◆ **Material for this task**:
━━━━

PR #150, opened 2018-02-07
Add the server side RequestParser

bryce-anderson:
The RequestParser turns a sequence of pseudo-headers and a body into a
legit HttpRequest while rejecting malformed request preludes according
to the spec.

Also some smaller cleanups included.

### DIFF
--- a/http/src/main/scala/org/http4s/blaze/http/http2/server/RequestParser.scala
+++ b/http/src/main/scala/org/http4s/blaze/http/http2/server/RequestParser.scala
@@ -1,0 +1,80 @@
+package org.http4s.blaze.http.http2.server
+
+import org.http4s.blaze.http.http2.StageTools._
+import org.http4s.blaze.http.{BodyReader, HttpRequest, _}
+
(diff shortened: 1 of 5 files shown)


http/src/main/scala/org/http4s/blaze/http/http2/server/RequestParser.scala
```diff
@@ -0,0 +1,80 @@
...
+        }
+
+      case h@(k, v) => // Non pseudo headers
+        pseudoDone = true
+        k match {
+          case Connection =>
+            error += s"HTTP/2.0 forbids connection specific headers: $h. "
+
+          case TE =>
+            if (!v.equalsIgnoreCase("trailers")) error += s"HTTP/2.0 forbids TE header values other than 'trailers'. "
```
ChristopherDavenport: Is the interpolator necessary here?

bryce-anderson: Nope, I'll remove it.

PR #151, opened 2018-02-08
Add the server AbstractBodyReader

bryce-anderson:
It's role is to provide the application space a handle on the data from
the HTTP/2 stream.

### DIFF
--- a/http/src/main/scala/org/http4s/blaze/http/http2/server/AbstractBodyReader.scala
+++ b/http/src/main/scala/org/http4s/blaze/http/http2/server/AbstractBodyReader.scala
@@ -1,0 +1,90 @@
+package org.http4s.blaze.http.http2.server
+
+import java.nio.ByteBuffer
+
+import org.http4s.blaze.http.BodyReader
+import org.http4s.blaze.http.http2.{DataFrame, HeadersFrame, StreamMessage}
+import org.http4s.blaze.http.http2.Http2Exception._
+import org.http4s.blaze.util.{BufferTools, Execution}
+import org.log4s.getLogger
+
+import scala.concurrent.Future
+import scala.util.{Failure, Success}
+
+// TODO: this could probably be shared with the client
+/** Base implementation of the HTTP/2 [[BodyReader]]
+  *
+  * @param streamId the HTTP/2 stream id associated with this reader
+  * @param length length of data expected, or -1 if unknown.
+  */
+private abstract class AbstractBodyReader(streamId: Int, length: Long) extends BodyReader {
+  import AbstractBodyReader._
+
+  private[this] var bytesRead = 0L
+  private[this] var finished = false
+
+  private[this] val lock: Object = this
+  private[this] val logger = getLogger
+
+  protected def channelRead(): Future[StreamMessage]
+
+  protected def failed(ex: Throwable): Unit
+
+  override def discard(): Unit = lock.synchronized {
+    finished = true
+  }
+
+  override def isExhausted: Boolean = lock.synchronized(finished)
+
+  def apply(): Future[ByteBuffer] = {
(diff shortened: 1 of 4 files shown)


http/src/main/scala/org/http4s/blaze/http/http2/server/AbstractBodyReader.scala
```diff
@@ -0,0 +1,90 @@
...
+              // optionally, one HEADERS frame, followed by zero or more
+              // CONTINUATION frames containing the trailer-part, if present (see
+              // [RFC7230], Section 4.1.2).
+              // https://tools.ietf.org/html/rfc7540#section-8.1
+              finished = true
+              val msg = "Received non-final HEADERS frame while reading body."
+              Failure(PROTOCOL_ERROR.rst(streamId, msg))
+          }
+        }
+        // TODO: change to the `.fromTry` API once we've dumped 2.10.x builds
```
ChristopherDavenport: Since we're not supporting 2.10 in http4s the new code likely can dump 2.10 if you would like.

http/src/main/scala/org/http4s/blaze/http/http2/server/AbstractBodyReader.scala
```diff
@@ -0,0 +1,90 @@
...
+  * @param streamId the HTTP/2 stream id associated with this reader
+  * @param length length of data expected, or -1 if unknown.
+  */
+private abstract class AbstractBodyReader(streamId: Int, length: Long) extends BodyReader {
+  import AbstractBodyReader._
+
+  private[this] var bytesRead = 0L
+  private[this] var finished = false
+
+  private[this] val lock: Object = this
```
ChristopherDavenport: How does lock.synchronized over the `this` reference work?

http/src/main/scala/org/http4s/blaze/http/http2/server/AbstractBodyReader.scala
```diff
@@ -0,0 +1,90 @@
...
+              }
+
+            case HeadersFrame(_, true, ts) =>
+              finished = true
+              logger.info(s"Discarding trailer headers: $ts")
+              Success(BufferTools.emptyBuffer)
+
+            case HeadersFrame(_, false, _) =>
+              // trailers must be the final frame of the stream:
+              // optionally, one HEADERS frame, followed by zero or more
```
ChristopherDavenport: I'm not sure I understand how this line is accounted for here.

http/src/main/scala/org/http4s/blaze/http/http2/server/AbstractBodyReader.scala
bryce-anderson: I'd love to, I was just hoping not to make it part of this diff. But, alas, this is as good a breaking point as any, so I'll probably do it.

http/src/main/scala/org/http4s/blaze/http/http2/server/AbstractBodyReader.scala
bryce-anderson: It basically just makes everything synchronize on `this`. I don't know where I developed this pattern, but I typically like to have an explicit object that is being locked on, but perhaps this is just added noise. I'll just use the more idiomatic ` synchronized {`.

http/src/main/scala/org/http4s/blaze/http/http2/server/AbstractBodyReader.scala
bryce-anderson: I suspect you mean the comment. It's an excerpt of a much larger paragraph. I'll either make that more clear, or just insert the whole thing. Sorry for the confusion.

bryce-anderson:
Thanks for the review @ChristopherDavenport!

━━━━

◆ **Work item**: Pull out every line holding "Future" from the records above, and copy it.

◆ **Response to this task**:
+import scala.concurrent.Future
+  protected def channelRead(): Future[StreamMessage]
+  def apply(): Future[ByteBuffer] = {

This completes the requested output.